> What this task involves
For the entries below, the expected answer is the line with "- Behavioral surprise", the line with "## Goal alignment", and every line between them, exactly as written, and nothing more.
■ ■ ■ ■ ■
PR #4322, opened 2026-09-01
feat: Semester Pass and term-start winback

aalemayhu:
## What
Adds a **Semester Pass** — a one-time `120d` (~4 month) pass that mirrors the existing Day/Week pass rails end to end: a `POST /api/checkout/pass/120d` checkout route off `PASS_120D_PRICE_ID`, the Stripe webhook grant, the anonymous claim flow, the #4327 checkout-email auto-link, the account access banner, and a third pricing card localized in all 10 locales. The pass-winback audience now also includes lapsed Semester Pass buyers, so the existing term-start winback ops command reaches them with no new machinery.

Closes #4305.

## Why
79% of churn is lifecycle ("exams are over"), not price. Day and Week passes cover nothing longer than a week, so a returning student who wants to pay for a term either resubscribes (past the legacy-rate one-way door) or doesn't come back. A Semester Pass matches billing to the exam calendar and turns lifecycle churn into scheduled, one-time revenue.

## How
- **New pass kind `120d`** added to the single source of truth: `PASS_DURATION_MS` (120 days), `AnonymousPassKind`/`isAnonymousPassKind`, `PassKind`, and `passKindLabel` → "Semester Pass".
- **Every hardcoded `24h`/`7d` pass-kind gate extended together** through the shared `isAnonymousPassKind` predicate — the spec called out three (webhook grant branch, `isAnonymousPassKind`, `ValidateAnonymousPassUseCase`); implementation found **two more that would silently take money and grant nothing** and fixed them in the same PR (see Deviations): `GrantUnclaimedPassUseCase` (the #4327 claim/auto-link path) and `mapEntitlement`. `PassUnlockMonitorService`'s safety set gained `120d` too so a failed grant is still monitored.
- **Checkout:** `CheckoutRouter` mirrors the `7d` route (503 when `PASS_120D_PRICE_ID` unset); `config.ts` WARN_VARS + `src/env.example` document the new var.
- **Web:** third `PricingCard` in `PassCards` (grid reflows via `auto-fit`, so `LimitPage`'s existing 2-card layout is untouched — the Semester card renders only where `onSemesterPass` is passed), `PricingPage` handler/state, `Backend.startPassCheckout`, `AccessBanner` label, `payment.links` price, `pricingFaq`, and `pricing` + `pricingtable` i18n keys across all 10 locales (Stripe plan names + price tokens kept verbatim per i18n rules).
[...]

PR #4340, opened 2026-09-02
feat: dedup AI cards against the user's existing decks

### LINKED ISSUE #4243: Dedup AI cards against the user's existing decks, not only the same upload
## Problem

#3971 (closed #3917) suppresses duplicate cards across files **inside one upload**. Nothing looks at decks the user already converted. Users who upload a chapter today and its lecture transcript next week still get the same fact twice.

## Signal

Two independent heavy AI-conversion users now:

- user 18996, the original #3917 request (July 2026).
- A second paying med-school user (email thread 2026-08-26) who, on hearing about the same-upload dedup, immediately asked whether everything under My decks is now connected and what deleting a deck would do. That is the mental model they expected; the answer today is no.

Filing so the second signal is not lost. Not scheduled; a third request or a retention read on multi-upload users should promote it.

## Shape

Candidate: at conversion time, load the normalized fronts of the user's last N completed AI jobs (the `collectExistingFronts` / `buildTopUpInstruction` path #3971 exported) and thread them into the prompt plus the deterministic backstop. Open questions: N and recency window, cost of the extra prompt tokens on the path that is ~88% of Anthropic spend, whether users want an opt-out per upload.

## Not in scope

Deduping already-exported decks retroactively, or touching Anki-side notes.

## Metric

Per-user card count per overlapping-source upload, and 30-day retention of users with 2+ AI conversions on overlapping sources. Read via `/api/ops/metrics` and prod psql.

aalemayhu:
## What
Extends the existing same-upload dedup so an AI conversion also suppresses cards the user already has in their **other** decks. Same-upload dedup (#3917/#3971) only ever saw one upload; a user who converted a chapter today and its lecture transcript next week still got the same fact twice. This seeds the existing cross-file backstop with the user's prior card fingerprints so a byte-identical (normalized) card already in another of their decks is dropped from the new deck.

Closes #4243.

## Why
Two independent heavy AI users asked for this (issue #4243). The mental model paying med/law users expect is "everything under My decks is connected." Retention lever: fewer redundant cards per overlapping-source upload for exactly the multi-upload power users who churn on lifecycle, not price.

## How
- **Data source (the honest boundary).** The server retains **no card-level content history** for AI uploads: `jobs` holds aggregate `conversion_report` only, `uploads` holds file metadata, and `card_guids` is keyed by Notion `blockId` (never populated for AI-upload cards). So a real implementation needs a place to persist per-user card identities. New `ai_card_fingerprints` table: `(owner → users.id ON DELETE CASCADE, fingerprint char(64), created_at)`, unique `(owner, fingerprint)`, index `(owner, created_at)`.
- **Reuses the existing mechanism, does not invent a parallel one.** `CrossFileDedupState` gains a `historicalKeys` seed and a `crossDeckSuppressed` counter. `absorbFileIntoCrossFileDedup` now keys on `cardFingerprint(card)` = `sha256(cardDedupeKey(card))` (same normalized NUL-separated front+back, just hashed so the persisted store holds a fixed-width surrogate, never study content). Seeding history into `seenKeys` makes the same deterministic backstop suppress cross-deck duplicates.
- **Load/record mirror the guid ledger exactly** (no DB in the worker): `UploadService.loadExistingCardFingerprints` seeds on the main thread (threaded to the worker as `existingCardFingerprints`), `collectNewFingerprints(state)` (produced minus seed) is recorded via `recordCardFingerprints` after the run. Wired on both the async and sync upload paths.
- **Gate** `shouldDedupeAcrossDecks` (signed-in + paying + `claudeAIFlashcards` + ≥1 AI content file), OR'd with the existing `shouldDedupeAcrossFiles`. Anonymous / non-paying / non-AI uploads are bit-for-bit unchanged.

## Cost envelope (paid inference path)
- **Latency impact:** none material — comparison is in-process hashing + one indexed `SELECT ... LIMIT 5000` before the run and one chunked `INSERT ... ON CONFLICT DO NOTHING` after.
- **Token / cost delta:** **zero.** History is seeded as hashes only and never reaches the prompt (`state.fronts` still accumulates within-upload fronts only). No prompt-hint tokens added, no extra Claude calls. Cards suppressed by the backstop are removed *after* generation, so this holds spend flat and can only reduce downstream re-conversion.
- **Prompt caching:** unaffected — the Claude call inputs are untouched.
- **Conversion result cache (#4336):** untouched. Dedup runs strictly after `withConversionResultCache` returns `DeckInfo[]`; the cache stays user-agnostic and its key semantics are unchanged. Two users converting the same file share one cache entry but each dedupes only against their own history (per-owner isolation).

1. **Backstop only, no prompt hint.** Decision: suppress cross-deck duplicates with the deterministic post-generation backstop; do NOT thread historical fronts into the prompt. Rejected alternative: the issue's "thread prior fronts into the prompt" candidate — it adds input tokens on the path that is ~88% of Anthropic spend and does not reliably reduce output. Assumption: the constraint "reduce or hold spend, never add calls" outranks a marginal model-side hint. If wrong: we could add a bounded, sampled front hint later, but only behind a spend read.
2. **Store a sha256 hash, not the card text.** Decision: persist `sha256(cardDedupeKey)`. Rejected: storing normalized fronts/backs (needed only for the prompt-hint path we rejected). Assumption: equality is all the backstop needs, and not retaining study content server-side is the safer privacy/retention posture. If wrong (you want the prompt hint): this table would need to store text or a companion column.
3. **Recency window = 5000 most-recent fingerprints, no time cutoff.** Decision: seed the newest 5000 per owner. Rejected: a 30-day window — study material is long-lived, and a time cutoff silently reintroduces duplicates for the exact returning user this serves. Assumption: 5000 bounds query + worker-payload cost with the `(owner, created_at)` index; unique `(owner, fingerprint)` bounds table growth to distinct-cards-ever. If wrong: tune `AI_DEDUP_HISTORY_LIMIT`.
4. **Always-on, no per-upload opt-out.** Decision: no toggle. Rejected: a per-upload opt-out (issue's open question). Assumption: the backstop is loss-free *by construction* — it drops only a card whose normalized front AND back already exist in another of the user's decks; the user still has that exact card. **Surprise risk to weigh:** a user could want the same fact in two decks as separate study contexts; today it's dropped from the new deck silently. I did not add a user-facing notice (would need 10-locale i18n + a web surface); the `cross_deck_duplicates_suppressed` metric is the read to decide whether a notice/opt-out is worth building. If the day-7 read shows high suppression volume, add a notice.
5. **Scope = file-upload AI path only.** Decision: cross-deck dedup covers `doGenerationWork` / `UploadService` (both async and sync upload paths). Rejected/deferred: Notion-page AI conversions (different orchestration, no worker accumulator). This matches the issue's scenario (uploading a chapter, then a transcript). If wrong: a follow-up can seed the Notion path from the same table.

## Measuring success
- `ai_conversion_completed` now carries `{ cross_deck_duplicates_suppressed, historical_cards_considered }` (server-only event, no new `KNOWN_EVENTS` entry — free-form props on the existing event). Day-7 prod read: sum `cross_deck_duplicates_suppressed` over multi-upload users via `/api/ops/metrics` + prod psql; the issue's metric (per-user card count per overlapping-source upload) is the retention read.
- Log/DB confirmation: `select count(*), count(distinct owner) from ai_card_fingerprints;` shows the ledger filling; the event props show suppression firing.

## Testing
- Unit tests added: `cardFingerprint` (stable sha256, collision only on front+back), cross-deck seed suppression + counter split (cross-file vs cross-deck), `collectNewFingerprints` excludes the seed, history never reaches `state.fronts`, `AiCardFingerprintRepository` generated SQL (PG `on conflict do nothing`) + behavior (dedup/empty), `shouldDedupeAcrossDecks` gate, worker seeds/records/returns fingerprints and emits the cross-deck props, single-file signed-in path now threads a state.
- Full server Jest: **6969 passed, 4 failed, 25 skipped, 7 todo (7005 total)**. The only failures are the documented environmental `getPageCount` pdfinfo ENOENT suite (binary not installed locally); all feature-adjacent suites (ClaudeService, worker, PrepareDeck, UploadService, GeneratePackagesUseCase, AiCardFingerprintRepository) green.
- `tsc -p . --noEmit`: clean. `pnpm format:check` (tree-wide): clean. Web changelog vitest: 4 passed.
- Kanel: `ai_card_fingerprints` migration applied to the local DB and `src/data_layer/public/AiCardFingerprints.ts` regenerated by kanel in the same PR (not hand-written); unrelated regen churn discarded.

## Browser check
Notes: No web runtime change — the only web file is a changelog JSON (validated by the loadChangelog vitest). Server-only behavior change.

## Changelog
"AI decks no longer repeat a card you already have in another one of your decks" (`web/src/pages/WhatsNewPage/changelog/2026-09-02-cross-deck-ai-dedup.json`).

## Risks
- Behavioral surprise (decision 4): a card intentionally wanted in two decks is dropped from the newer one. Mitigation: loss-free by construction (card still exists elsewhere) + the metric to decide on a notice. Rollback: revert the PR; the migration `down` drops the table and dedup falls back to same-upload behavior — no card is lost, only the suppression signal.
- Hard-rail PR (adds a migration) — not self-merging; awaiting review.

## Goal alignment
Retention lever for multi-upload paying power users (the med/law lifetime/Auto-Sync cohort), the segment the issue flags. Metric to move: per-user card count per overlapping-source upload + 30-day retention of users with 2+ AI conversions on overlapping sources, read via `/api/ops/metrics` + prod psql. Simpler/faster/more beautiful: fewer redundant cards to wade through in a new deck.


aalemayhu (commented):
Review pass: migration-reviewer verdict was BLOCK on one item — the duplicate CREATE TABLE against the migration that leaked to main via #4322 — fixed by dropping the file; the code and committed kanel types now target the live table. Everything else passed: correct indexes for both query paths, CASCADE-safe against inactive-user deletion, idempotent chunked inserts, cache-error fallthrough so a fingerprint failure never fails a conversion, zero added Claude spend. Full server suite green outside the documented environmental set. Hard rail (data_layer/public) — waiting for Alexander to merge.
■ ■ ■ ■ ■
> Result of the exercise
- Behavioral surprise (decision 4): a card intentionally wanted in two decks is dropped from the newer one. Mitigation: loss-free by construction (card still exists elsewhere) + the metric to decide on a notice. Rollback: revert the PR; the migration `down` drops the table and dedup falls back to same-upload behavior — no card is lost, only the suppression signal.
- Hard-rail PR (adds a migration) — not self-merging; awaiting review.

## Goal alignment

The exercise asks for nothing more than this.